On the loop back to Falmouth, Delroy pulls off at Bumper Lawn for jerk chicken, jerk pork, festival dumplings, and rice and peas that Tameika calls "country style, no fancy food".
I return to the ship on a natural high.
www.royalcaribbean.com.au
Qantas flies daily from Sydney to Fort Lauderdale (via Dallas) and Melbourne to Fort Lauderdale (via Los Angeles). Phone 131313, see www.qantas.com.au.
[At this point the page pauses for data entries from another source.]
PR #329, opened 2024-12-03
Ein arris pregens

derrickthewhite:


dripton (changes requested):
I don't see any of these characters in the 4E version of Caravan to Ein Arris.  What is the source?

derrickthewhite:
> I don't see any of these characters in the 4E version of Caravan to Ein Arris. What is the source?

They are from the worlds beyond earth blog (https://worldsbeyondearth.blogspot.com/). Back when I made them Rich Suggested that I put them in the Library. 

Here is where we talked about it (over a year ago): 

https://discord.com/channels/731926683371700315/1081628926675275918/1185303382710296576

dripton:
I think these should go under "Home Brew/Characters".  Putting them under "Basic Set" makes them look official.

derrickthewhite:
That's a great Idea. I don't think Homebrew was around when I Iooked at this a year ago. I'll move it there. Thanks

dripton (approved):
Now that these are moved to Home Brew, I loaded all the characters into a recent version of GCS.  All loaded fine and look good.  I think these would be a good addition to the master library.

dripton:
No comments from anyone else so I will try to merge this.

dripton:
Hmm, the "close" button didn't seem to merge it, so I reopened it.  Rich will see this and click whatever needs clicking.

Issue #314, opened 2024-08-06
Would these Aliens-Sparrials (4e) files be acceptable?


ArchangelBeth:
(I started crying during the youtube video, I'm sorry, I'm sorry. ;_; )
Fingers crossed that this is attaching the files okay.

[Aliens-Sparrials and Settings.zip](https://github.com/user-attachments/files/16516551/Aliens-Sparrials.and.Settings.zip)

richardwilkes:
OK, I'll take a look when I get some spare time.

richardwilkes:
I took a quick glance today and noticed that the page references are mostly referring to things not currently present in the [GCS Page Reference List](https://gurpscharactersheet.com/page_references.html) and the few that I could find that should have been using the `AS` prefix (for the 4th Edition GURPS Aliens: Sparrials), aren't.

The only other thing I had a chance to start going through was the Sparrial racial template, and I noticed it didn't add up to the value in the book. In particular, it lists Increased Consumption for -10 points in the book, but you have it at 0 -- looks like the appropriate modifier for level wasn't enabled (ideally, this would just be a standard leveled trait, but it looks like whoever entered it for the basic set data wanted to list the consumption it caused, which is derived from the level, but not just a +X value).

@dripton @rinickolous @ethorad : Do any of you have the time and desire to go over these and help @ArchangelBeth get them into the Master Library? If not, I'll eventually get around to it, but I'll admit to not being super-familiar with space stuff and I'd rather focus my time on more GCS development work.

richardwilkes:
Oh, and I should have noted, if the GCS Page Reference List is missing some 4th Edition books that we need to add a code for, I'm happy to pick something and add it. Just let me know.

ArchangelBeth:
•makes note of what I'm doing on Monday• Thanks!

ArchangelBeth:
Well, it's after _a_ Monday. Somewhere. Sorry it took so long; got roped into GMing for a game that required setup and then it fell under the table. I _think_ I have addressed the issues mentioned. If my eyes have betrayed me and I missed one... Apologies.
[Aliens-Sparrials and Ancestries.zip](https://github.com/user-attachments/files/18271875/Aliens-Sparrials.and.Ancestries.zip)

richardwilkes:
Merged the data. Will be part of the next library release.

PR #332, opened 2024-12-31
Sparrials

richardwilkes:


richardwilkes:
Added for @ArchangelBeth from issue #314. Did a bit of rearranging and some minor editing (removing her name from the Player field for some of the animals/npcs, for example).

dripton (approved):
I don't have the Sparrials book so I can't review in detail, but this all looks reasonable.  I'd let it in and see if anyone else finds problems.

PR #333, opened 2025-01-14
Add Magical Bolt advantage from Dungeon Fantasy 11

dripton:
Did this as 6 advantages because I didn't see an easy way to make this a leveled trait.  (The cost and damage go up linearly for the first 4 levels but then get non-linear.)


richardwilkes:
The magical bolt ranged weapon entry needs to have a default set for it (in this case, to the Innate Attack (Projectile) skill) so that it shows the effective skill level.

richardwilkes:
Should probably also note the info from the book about what a hit means (i.e. ignores DR, does harm golems, spirits, undead, etc., while completely inanimate targets are unaffected)

dripton:
Yeah, I'll add the skill entry.  I'll also add a note that it ignores DR.

richardwilkes (approved):

PR #337, opened 2025-01-19
Update Dragon-Blooded.gct

daliin:
Update Dragon's Breath Advantage to include the 12 point cost. Also added a bit of descriptive text.


dripton (approved):
This looks correct.

PR #338, opened 2025-01-24
Add stringed instruments to DFRPG Equipment

daliin:
Added the cittern, lute, and oud to DFRPG Equipment from Adventurers, p. 112.


dripton (approved):
Looks good

PR #339, opened 2025-01-25
Create Alphabet Arcane Spells.spl

daliin:
Added the five new spells from Alphabet Arcane.


dripton (approved):
I don't have Alphabet Arcane so I can't check these all for accuracy, but they look well-formed.

PR #342, opened 2025-02-02
Improve prerequisites for Gift of Letters and Gift of Tongues

dripton:
The requirement in GURPS Magic is Borrow Language plus three languages at Accented or better (written for Letters, spoken for Tongues).  Note that GCS shows languages like "Language: English" so the right way to check for a language is "starts with: 'Language:'". (If you miss the colon then the Language Talent advantage is a false positive.)

Previously the GCS Magic version of these spells just required one language at Accented or better, which was wrong.  I've changed it to three languages and comprehension other than None, which is closer but still not quite correct since Broken comprehension is not supposed to count.  I don't see a way to express "3 or more languages at Accented or better" within the current GCS system; it would require nested levels of boolean logic, or mapping the language levels to numbers.

Dungeon Fantasy RPG doesn't have Broken or Accented languages, so "3 or more languages with Spoken/Written not set to None" is correct. (And the alternate clerical prerequisite of Power Investiture 4 is kept.)

### DIFF
--- a/Library/Dungeon Fantasy RPG/Dungeon Fantasy RPG Spells.spl
+++ b/Library/Dungeon Fantasy RPG/Dungeon Fantasy RPG Spells.spl
@@ -6071,30 +6071,6 @@
 												}
 											},
 											{
-												"type": "trait_prereq",
-												"has": true,
-												"name": {
-													"compare": "starts_with",
-													"qualifier": "Language:"
-												},
-												"notes": {
-													"compare": "does_not_contain",
-													"qualifier": "Written (None)"
-												}
-											},
-											{
-												"type": "trait_prereq",
-												"has": true,
-												"name": {
-													"compare": "starts_with",
-													"qualifier": "Language:"
-												},
-												"notes": {
-													"compare": "does_not_contain",
-													"qualifier": "Written (None)"
-												}
-											},
-											{
 												"type": "prereq_list",
 												"all": false,
 												"prereqs": [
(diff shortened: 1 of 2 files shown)


richardwilkes:
I don't believe there is any support for what you're trying to do (find N copies of a trait with some set of properties). There is support for that type of thing with spells for certain subsets of criteria. Just listing it multiple times won't have any effect different from listing it once.

As for nested levels of boolean logic, that is supported.

Anyway, bottom line, I don't believe this change actually does what you think it does. Have you tested the result?

dripton:
The "3 copies of Language" logic was already there in the DFRPG version.  After more testing, I agree it doesn't actually work as intended.

The other fix, using "starts with 'Language:'" instead of "is Language", works correctly and fixes a bug that caused the DFRPG version of these spells to never work for wizards/bards.

I didn't see how to nest multiple levels of boolean logic, but if you say it's there, great, I just didn't figure out the GUI. But without the ability to count Languages, it doesn't really help for this case.

I will simplify this PR to only include the part that actually helps and not include the part that changes things without actually helping.

dripton:
I made a second commit to remove the change to add 3 copies of "Language:" to the GURPS Magic version (because it doesn't work), but keep the "starts with Language:" (to ensure that Language Talent isn't treated as a language).

richardwilkes:
Looks better, although I'd also remove the extra copies that don't do anything (i.e. just one of each, instead of 3).

richardwilkes (approved):

PR #343, opened 2025-02-02
Create Hand of Asgard Traits.adq

daliin:
Added the Holy Might abilities from Hand of Asgard.


dripton (approved):
I don't have this adventure so I can't fully check these for correctness, but they look right and I didn't spot any typos.

dripton:
I'll wait a bit to see if we get other reviews before merging.

PR #350, opened 2025-03-10
Add Chi Rations

dripton:
DFA 30 Chi Abilties says people with them need to pay double for rations.  So add Chi Rations to the DFRPG equipment list.  They're just Rations with the price doubled.  These will keep Chi Abilties functioning.  Other characters can eat them too; they just provide no special benefits to them.


richardwilkes:
Is this because they are made of comparatively exotic food, or is it just a need to consume twice as much? If the latter, I would expect the weight to double as well.

dripton:
It's health food (picky about ingredients and quality), not more food.  So twice the cost for the same weight.

richardwilkes (approved):

PR #354, opened 2025-03-27
Ultra-Tech: Make swarmbots more customisable without breaking sync with the source library

maw3193:
This covers broadly two things:
1. Making it possible to customise swarmbot chassis' and power supply without editing the equipment (which would cause problems syncing with the source library)
  * This adds equipment modifiers for swarmbot chassis', including cost multipliers and notes on how this affects their movement.
  * This adds equipment modifiers for swarmbot power supplies, including cost multipliers and notes on how this affects their endurance.
3. Making it possible to specify what items repair swarmbots can repair without having to edit the equipment (which would cause problems syncing with the source library)
  * This changes the repair swarmbot to handle being able to repair multiple specific items by having eight built-in equipment modifiers of the form "@equipment item 1@" etc.


maw3193:
I force-pushed changes because I noticed a typo in the names of the contragrav swarmbot chassis'

maw3193:
I pushed some more changes because I also noticed that Decontamination Swarms should specialize by Hazardous Materials skill

Library/Ultra Tech/Ultra Tech Equipment Modifiers.eqm
```diff
@@ -45,6 +45,343 @@
...
+						{
+							"id": "fLuL-pD4o6s0lREJs",
+							"name": "Nanobot Dust",
+							"reference": "UT36",
+							"notes": "Immobile",
+							"tags": [
+								"Swarmbots"
+							],
+							"tech_level": "TL11",
+							"cost": "-20%"
```
rinickolous, line 127: This should be -80% instead.

rinickolous (changes requested):
Spotted 1 error but I think this is good to merge as soon as this is addressed.

Library/Ultra Tech/Ultra Tech Equipment Modifiers.eqm
maw3193: aha, thanks for catching that!

I'll fix that now, but I'd like to hold off on merging this, because I've thought of a more flexible way of defining swarmbots that doesn't require an ugly hack to do Multi-Function swarms.
i.e.

* Edit all the existing swarms in Ultra-Tech equipment to note that they're deprecated.
* Create a new equipment item called "@Type@ Swarm".
  - this has an equipment modifier section full of swarm types (e.g. Paramedical Swarm, Repair Swarm). Users can tick multiple if it's a Multi-Function swarm.
  - this has an equipment modifier section full of Microbot chassis' (Microbot Crawler selected by default).
  - this has an equipment modifier section full of Nanobot chassis' (none selected because the default is a microbot crawler)
  - this has an equipment modifier section full of power supplies (TL10 power cells selected by default)
  - this has an equipment modifier for Disguised
  - maybe also add the equipment modifiers for a Thermo-Optic Chameleon Surface and Multispectral Chameleon Surface if I can figure out how they're supposed to work.

Library/Ultra Tech/Ultra Tech Equipment.eqp
```diff
@@ -48131,6 +48131,1076 @@
...
 			}
 		},
+		{
+			"id": "eRd4HdGkY3padXW2c",
+			"source": {
+				"library": "richardwilkes/gcs_master_library",
+				"path": "Ultra Tech/Ultra Tech Equipment.eqp",
+				"id": "eqFME0FUFNk7cR-4s"
+			},
+			"description": "@type@ Swarm",
```
rinickolous, line 48141: Change "@type@" to something else like "@Microbot/Nanobot Type@" to make it easier for users to find this item. I was unable to find it when searching for "Nanobot" for example, and I expect uses to likely have the same issue.

rinickolous (changes requested):
Just one more minor change, then I think this is good to merge.

Library/Ultra Tech/Ultra Tech Equipment.eqp
maw3193: Good point!

This should be fixed now.

PR #355, opened 2025-03-29
Add Snákamaðr.gct

daliin:
Add the snákamaðr (snake-folk) template from Serpents of Legend, p. 46.

### DIFF
--- a/Library/Norðlond/Races/Snákamaðr.gct
+++ b/Library/Norðlond/Races/Snákamaðr.gct
@@ -1,0 +1,1025 @@
+{
+	"version": 5,
+	"id": "Bk0u3yZImc7Bcr2HJ",
+	"traits": [
+		{
+			"id": "T1mieWTqcNDx4tJv4",
+			"name": "Snákamaðr",
+			"reference": "NBS46",
+			"ancestry": "Human",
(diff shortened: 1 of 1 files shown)


Library/Norðlond/Races/Snákamaðr.gct
```diff
@@ -0,0 +1,1025 @@
...
+			"name": "Snákamaðr",
+			"reference": "NBS46",
+			"ancestry": "Human",
+			"container_type": "ancestry",
+			"children": [
+				{
+					"id": "taRmy3DzDabdVdEqm",
+					"source": {
+						"library": "richardwilkes/gcs_master_library",
+						"path": "Basic Set\\Basic Set Traits.adq",
```
dripton, line 16: I don't like the double backslashes in the path when we could use nice clean not-doubled forward slashes.  But digging through all the data files it looks like about 2/3 of them have forward slashes and 1/3 of them have doubled backslashes, so I suspect this is just an artifact of whether you created the data file on macOS/Linux or Windows, and GCS deals with it either way, so I guess it's okay.  No need to change it.

dripton (approved):
This looks good to me.

PR #356, opened 2025-04-06
Add files from Enraged Eggplant

richardwilkes:


dripton (approved):
I pulled these down into my User Library and paged through a bunch, and they look solid.  Far from an exhaustive review, but they're home brew anyway, so there's not really much to check against except Eggplant's blog.  I suggest we go ahead and merge these, then we can correct any problems anyone finds later.

PR #358, opened 2025-04-12
Add Deflect 1 and 2 to DFRPG Equipment Modifiers for armor and shields.

dripton:
These modify the cost of the shield or armor piece, and note the conditional defense bonus, but don't actually affect the dodge/block/parry levels shown for the character because the defense bonus is conditional.


richardwilkes (approved):
Seems reasonable, although I had always thought this was an all-or-nothing type of enchantment. This makes more sense.

PR #359, opened 2025-04-27
Add/update equipment that's used in Loadouts: Starship Crew at TL11

maw3193:
While building a library of TL11 equipment templates based on Loadouts: Starship Crew, I noticed a few equipment items that were missing, some items with incorrect details, and some items that could make use of gcs features that have been introduced since that item was created.

The full list of changes is listed below:

Bio-Tech Equipment: Add biotech facilities
High Tech Equipment Modifiers: Move Firearm Quality accuracy bonus into Features
Basic Set Equipment Modifiers: Move Firearm Quality accuracy bonus into Features
Ultra Tech Equipment:
* Mark Domestic Nanomist as LC4
* Add Domestic Nanocleanser
* Fix Sleep Set's TL12 version being marked TL11
* Update Cybersuits
  - Instead of listing every hit location, changes to the gcs data model
    mean they can list "all" locations.
* Add Laser Chemscanners
* Make Tactical Ultrascanners distinct from regular ultrascanners
  - Make them cost 5x regular ultrascanners
  - Include "Tactical" in their name
* Add 'Tactical' to all Tactical Ladars
* Add optional Chemscanner mode to LADAR
* Add hand grenades
* Electrician Toolkits and workshops have no specialization
  - There are no specializations of the Electrician skill.
* Add a superscience option to portable fusion reactors
* Add the 'Memory Scan' modifier to all Ultrascanners
  - This enables the Ultrascanner to scan a computer's memory
* Update monocrys armour to use conditional DR instead of notes
* Update Assault Boots
  - The bonus DR is on attacks to the underside of the foot, not piercing
    and cutting.
  - Applied the conditional DR bonus as an equipment feature instead of a
    note.
* Update Gripboots
  - Include relevant combat statistics from Assault Boots (which required
    creating variants for TL9 to TL12)
  - Make the bonus kicking damage apply to any attack with usage Kick
    instead of only the Kicking skill (technique?)
  - Add Climbing bonus as a skill modifier
  - Add Ice Climbing bonus as a conditional modifier
* include 'computer monitoring' in the names of the Computer Monitoring Gear
  - Without this, they're just called "Mini Scanner" and "Long Range
    Scanner", which makes it hard to tell what they're for
* Electronics Repair Toolkits and workshops require a specialization
* Add Security Scanners


Library/Ultra Tech/Ultra Tech Equipment.eqp
```diff
@@ -18037,28 +18025,233 @@
 			}
 		},
 		{
-			"id": "elI6n8v2PinZcDSub",
+			"id": "eLSIMa6gfZB_ag_HF",
```
rinickolous, line 18028: The ID of Gripboots (TL9) has been changed, which may break existing synchronization. Is this intentional? I can see how this change could be warranted: It forces those seeking re-synchronisation to re-examine whether they have the right TL variant.

Library/Bio-Tech/Bio-Tech Equipment.eqp
```diff
@@ -1,6 +1,202 @@
...
+			"equipped": true,
+			"calc": {
+				"extended_value": 1000000,
+				"extended_weight": "20,000 lb"
+			}
+		},
+		{
+			"id": "eCplQbxqo6i3neSXw",
+			"description": "Standard Genetics Lab",
+			"reference": "BIO16",
```
rinickolous, line 33: Your Bio-Tech reference abbreviation is "BIO" instead of "BT" as used in the rest of the library. Any reason for this?

Library/Ultra Tech/Ultra Tech Equipment.eqp
```diff
@@ -18395,6 +18588,23 @@
 				"extended_weight": "3.3 lb"
 			}
 		},
+		{
+			"id": "e4rnwDw2XGhGPqBZD",
+			"description": "Hand Grenade",
```
rinickolous, line 18593: While the damage efects of hand grenades are not known, the other weapon stats are and can likely be filled in. Any reason not to do this? Also applies to your other 2 grenade entries.

rinickolous (changes requested):
Just a few minor changes and some queries. Good to merge once addressed.

Library/Bio-Tech/Bio-Tech Equipment.eqp
maw3193: Aha, this was some confusion because Loadouts uses the abbreviation "BIO" for bio-tech. Will fix.

Library/Ultra Tech/Ultra Tech Equipment.eqp
maw3193: At the time I was concerned that there doesn't seem to be *any* combat statistics that can be added to it, as (damage aside as that depends on the warhead), throwing distance is determined by the Throwing Distance table on B355.
Looking at the example on how grenades are done in the Basic Set library, though, throwing distance x3.5 is fine unless the wielder has less than 20 Basic Lift.

In addition, I think I could add the damage effects as a list of ranged weapon usages that default to hidden (plus a note to apply the corresponding warhead equipment modifier to the grenade).

maw3193: I've added ranged attacks for every possible warhead as a separate commit at the end of the series, because it may have been overkill, creates a very big diff, and git isn't helpful at displaying what actually changed, so perhaps it shouldn't be included in the pull request.

Library/Bio-Tech/Bio-Tech Equipment.eqp
maw3193: This should be fixed now.

rinickolous (approved):
I'm a little bit iffy about the note being included in the grenade items by default, but I think this is likely the best solution available given the limitations of the software.

Approved and merged.

PR #360, opened 2025-04-29
Added Discworld

incrsnentrpy:
Content not added is listed in the notes.

### DIFF
--- a/Library/Discworld Roleplaying Game/Discworld Roleplaying Game Equipment.eqp
+++ b/Library/Discworld Roleplaying Game/Discworld Roleplaying Game Equipment.eqp
@@ -29,7 +29,7 @@
 					"defaults": [
 						{
 							"type": "skill",
-							"name": "FLAIL"
+							"name": "Flail"
 						},
 						{
 							"type": "dx",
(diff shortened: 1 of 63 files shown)


dripton:
Taking a look.

Library/Discworld Roleplaying Game/Discworld Roleplaying Game Equipment.eqp
```diff
@@ -0,0 +1,4429 @@
...
+						"base": "1"
+					},
+					"strength": "7",
+					"usage": "Swing",
+					"reach": "1",
+					"parry": "0U",
+					"defaults": [
+						{
+							"type": "skill",
+							"name": "FLAIL"
```
dripton, line 32: You have all the weapon skill names in all caps.  This is inconsistent with other eqp files, which have them in title case, like "Flail".

dripton (changes requested):
It's a huge change so I didn't verify every line but it looks good overall.  The one thing I noticed was that you used ALL CAPS weapon skill names in your eqp files, while other gcs files use Title Case.  I would change this to Title Case  (I'm not sure if having them ALL CAPS actually breaks anything, but we should be consistent anyway.)

dripton (approved):

PR #361, opened 2025-05-05
Fix page references in Banestorm and Supers

maw3193:
While checking page references for GURPS Space, I noticed that some Supers templates were also using S<number> to reference pages in GURPS Supers, instead of SU<number>.

In addition, Geognome in the gcs discord mentioned finding references to Banestorm using B<number> in the Banestorm library.
I was unable to find those erroneous references, apart from the Entertainer's Code of Honor (Theatrical) using the wrong reference.


dripton (approved):
These look good.

PR #362, opened 2025-05-11
Martial Arts Skills: add melee attacks to Hammer Fist

maw3193:
The effect of Hammer Fist is that it's a melee attack that does less damage, but has less risk of injuring the hand.

Melee attack damage for a technique can be represented in gcs, so I added it here.

Note that this may behave strangely if you have both the brawling-based Hammer Fist *and* the Karate-based one, but there's very little reason for a character to have both.

### DIFF
--- a/Library/Martial Arts/Martial Arts Skills.skl
+++ b/Library/Martial Arts/Martial Arts Skills.skl
@@ -1336,6 +1336,26 @@
 				"modifier": -1
 			},
 			"limit": 0,
+			"weapons": [
+				{
+					"id": "wtSAXknaYYGXin3Sg",
+					"damage": {
+						"type": "cr",
+						"st": "thr",
+						"base": "-2"
+					},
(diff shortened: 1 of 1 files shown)


rinickolous (commented):
You could use a replacement `@Brawling/Karate@` for the "Defaults to" field to eliminate the duplicate entry.

Doing the same for the name of the name of the field as well as for the weapon default name discriminator would also eliminate the potential problem you mentioned about the edge case where a character uses the technique for both skills.

image

However, I don't immediately see precedent for this type of naming convention anywhere else in the library and would want @richardwilkes to decide whether setting a precedent with such a change would be warranted.
An alternative to that would be to modify the GCS code to recognise the default skill of a technique as its Specialization for the purpose of skill level resolution. At the moment, specifying a specialization effectively eliminated techniques from being considered. In fact, I just raised an issue for GCS to request the addition of this feature.

PR #367, opened 2025-06-02
Add TL11 Starship Crew Loadouts

maw3193:
This adds all the TL11 loadouts from GURPS Loadouts: Starship Crew.

They're not 100% accurate to the book because:
* They erroneously think that swarmbots are weightless (they weigh 2lbs. I submitted errata).
* They treat the cost and weight of equipment as excluding power cells - I could convert them all to containers and add batteries in, but chose not to because it would be a large change to do for every item in the equipment library that has power cells.
* I'm not certain that they're always applying the cost/weight saving for combination gadgets.
* I don't remove surplus energy cells for combination gadgets.
* They use multiplicative cost modifiers and I use additive ones.

I've done combination gadgets by turning one item into a container and then adding the items its combined with inside it, then applied cost/weight modifiers as appropriate.
It does get slightly confusing that an item could be a combination gadget, have some equipment built-in, or be a container of items that could be removed, and that's all represented by equipment containers.

I haven't done the other tech levels because it's a lot of work and I'm not planning to use them in a campaign yet.

I considered add a Chemscanner and Radscanner to the Science Officer and notes for the Superscience Science Officer that the Ultrascanner replaces them because the TL11 Science Officer lacks scanners without the Superscience lens, but I think that goes a bit further than interpreting the book to the best of my ability.

Potentially, these templates could be combined with the starship crew professional templates, which would be simpler for users, but:
* This is an incomplete set of the equipment options for a professional template (it doesn't include TLs other than 11).
* This would require duplicating the Spacer Basic Kit, Computer Workhorse, Planetary Survival, Better Living Through Chemistry and Armed templates for every professional template.

This also includes:
* Remove the source library data from `@Microbot/Nanobot Type@ Swarm` - it shouldn't have any, and having some causes the checker for changes from the source library to get confused.

### DIFF
--- a/Library/Loadouts/Starship Crew/TL11/Armed.gct
+++ b/Library/Loadouts/Starship Crew/TL11/Armed.gct
@@ -1,0 +1,267 @@
+{
+	"version": 5,
+	"id": "Bf4uJBe7g0UlJVUjN",
+	"equipment": [
+		{
+			"id": "EyA672FEYBxmrBher",
+			"source": {
+				"library": "richardwilkes/gcs_master_library",
+				"path": "High Tech/High Tech Equipment.eqp",
+				"id": "E73yMX2SGu09jndtY"
+			},
+			"description": "Retention Holster",
+			"reference": "HT154",
+			"local_notes": "+2 Retain Weapon.",
+			"tech_level": "7",
+			"tags": [
+				"Firearm Accessories"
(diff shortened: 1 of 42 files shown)


dripton (approved):
I don't have this book so I can't verify every detail, but this all looks sane, so approving.

PR #368, opened 2025-06-07
Ultra Tech Equipment: Fix library sync for swarmbots

maw3193:
Somehow, the swarmbots ended up with source library information saying it came from a nonexistent item in the Ultra Tech Equipment library.

Because of this,  it would always treat swarmbots as being out of sync with the source library.


maw3193:
This has been updated to be based on the current data format.

Also, I noticed some more source library references in there and deleted them too.

PR #371, opened 2025-06-16
Added DR penalties to low tech armor

NoOrangeSkitty:
I added DR penalties to low tech armor e.g. light mails DR on the character sheet will display as 3/1 instead of 3

### DIFF
--- a/Library/Low Tech/Low Tech Armor (by location).eqp
+++ b/Library/Low Tech/Low Tech Armor (by location).eqp
@@ -6,7 +6,7 @@
 			"description": "Head",
 			"modifiers": [
 				{
-					"id": "f6Q72YM9NFSimluT0",
+					"id": "foCwP5Hq5jJLRGS_z",
 					"name": "Cane",
 					"reference": "LT106",
 					"notes": "DR 1; Combustible. If DR is penetrated by burning damage, it can catch fire. See Making Things Burn (p. B433); treat the armor material as resistant; Don time: 9 secs; Holdout -1.",
@@ -32,7 +32,7 @@
 					"disabled": true
 				},
 				{
-					"id": "fI67EXKwsJrwtWbTc",
+					"id": "fOApuptUgqidVtbI2",
 					"name": "Cloth, Padded",
 					"reference": "LT103",
 					"notes": "DR 1*; Don time: 5 secs; Holdout -1.",
@@ -58,7 +58,7 @@
 					"disabled": true
 				},
 				{
-					"id": "fnpzUNdTjTjXkaM3m",
+					"id": "fowWS7hoDz6ZOAuby",
 					"name": "Horn",
 					"reference": "LT106",
 					"notes": "DR 3; Don time: 9 secs; Holdout -3.",
@@ -84,7 +84,7 @@
 					"disabled": true
 				},
 				{
-					"id": "f42eeksR5T7SifsYe",
+					"id": "fIu68wg4g8VYaT_S7",
 					"name": "Layered Cloth, Light",
 					"reference": "LT103",
 					"notes": "DR 2*; Don time: 6 secs; Holdout -1.",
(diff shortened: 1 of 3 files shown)


richardwilkes:
The notes should be updated to not explicitly mention things like "-1 DR vs impaling", since that's what this change does for you.

rinickolous:
@NoOrangeSkitty, could you action the requested change? I'm happy to merge after that's done.

Library/Low Tech/Low Tech Armor (by location).eqp
```diff
@@ -165,7 +165,7 @@
 					"id": "f0GzvAvrcbGT6AtMZ",
 					"name": "Leather, Medium",
 					"reference": "LT104",
-					"local_notes": "DR 2*; -1 DR vs. impaling; Don time: 9 secs; Holdout -1.",
```
rinickolous: Good job on removing the "-1 DR vs. X" notes, but this equipment now does not reflect the damage penalty mechanically. The "DR 2" and other such notes should also be removed AFAICT, given those features *are* implemented mechanically.

Library/Low Tech/Low Tech Armor (by material).eqp
```diff
@@ -2013,12 +2027,21 @@
 					"disabled": true
 				},
 				{
-					"id": "fvK3nbMPU3Q1zHb7v",
+					"id": "f1KIqw5RoCX_J9scJ",
```
rinickolous: These ID changes are also reflective of these objects being in a library other than the master library. I don't think it matters for Equipment Modifiers, fortunately.

Library/Low Tech/Low Tech Instant Armor.eqp
```diff
@@ -5426,14 +5570,16 @@
 					"locations": [
 						"abdomen"
```
rinickolous: inconsistency for IDs. "abdomen" vs "groin"

Library/Low Tech/Low Tech Instant Armor.eqp
```diff
@@ -6573,14 +6870,18 @@
...
 					],
-					"amount": 4
+					"specialization": "cr",
+					"amount": -2
 				},
 				{
 					"type": "dr_bonus",
 					"locations": [
-						"face"
+						"face",
```
rinickolous: "neck" is missing

Library/Low Tech/Low Tech Armor (by location).eqp
rinickolous: These features are outdated, using 1 feature per location. I think you've just removed the comment here and have not updated the features to reflect the DR this provides.

NoOrangeSkitty:
The mistakes in item descriptions were already there, as i used notepad++ to replace all of the "- dr vs x" parts of the description all at once. I also forgot to update my Gcs version so that probably caused issues

rinickolous:
> The mistakes in item descriptions were already there

That's fine, you don't need to address that since the scope of this PR doesn't necessitate it. However, there are several other issues which need to be addressed, as I pointed out above.

Library/Low Tech/Low Tech Armor (by location).eqp
```diff
@@ -7248,337 +6752,337 @@
 			"local_notes": "Roll 1d; on 6, the armor is hit.",
```
rinickolous: Not sure what we should do with armor that doesn't have a feature attached to it at all (because the hit location is not included by default in GCS). It may be justifiable to include DR in the notes in such instances, but I'd want to get a second opinion. @richardwilkes , @dripton , thoughts?

NoOrangeSkitty:
Should i add dr in the description of partial armor

Library/Low Tech/Low Tech Instant Armor.eqp
rinickolous: neck is still missing

Library/Low Tech/Low Tech Instant Armor.eqp
```diff
@@ -10230,13 +10769,17 @@
 				{
 					"type": "dr_bonus",
 					"locations": [
-						"torso"
+						"groin",
```
rinickolous: "groin" is present in this feature but not the other one.

NoOrangeSkitty:
i havent actually finished instant armor yet, that is the old version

Oasis of the Seas sails seven-night Western Caribbean cruises every fortnight departing Fort Lauderdale (Florida, US) year round.
Established in the mid-1700s, this sugar plantation eventually expanded into a village to house former workers after emancipation. A tour of Good Hope is a great way to learn about Jamaica's colonial history, walking through the renovated Great House and visiting the onsite pottery workshop before a barbecue lunch.
After a wander through Miss Martha's Herb Garden, take a load off while a local guide steers you down the river for five kilometres through the lush Jamaican landscape on a 10-metre bamboo raft. Chuck Norris and Queen Elizabeth II have apparently also done this.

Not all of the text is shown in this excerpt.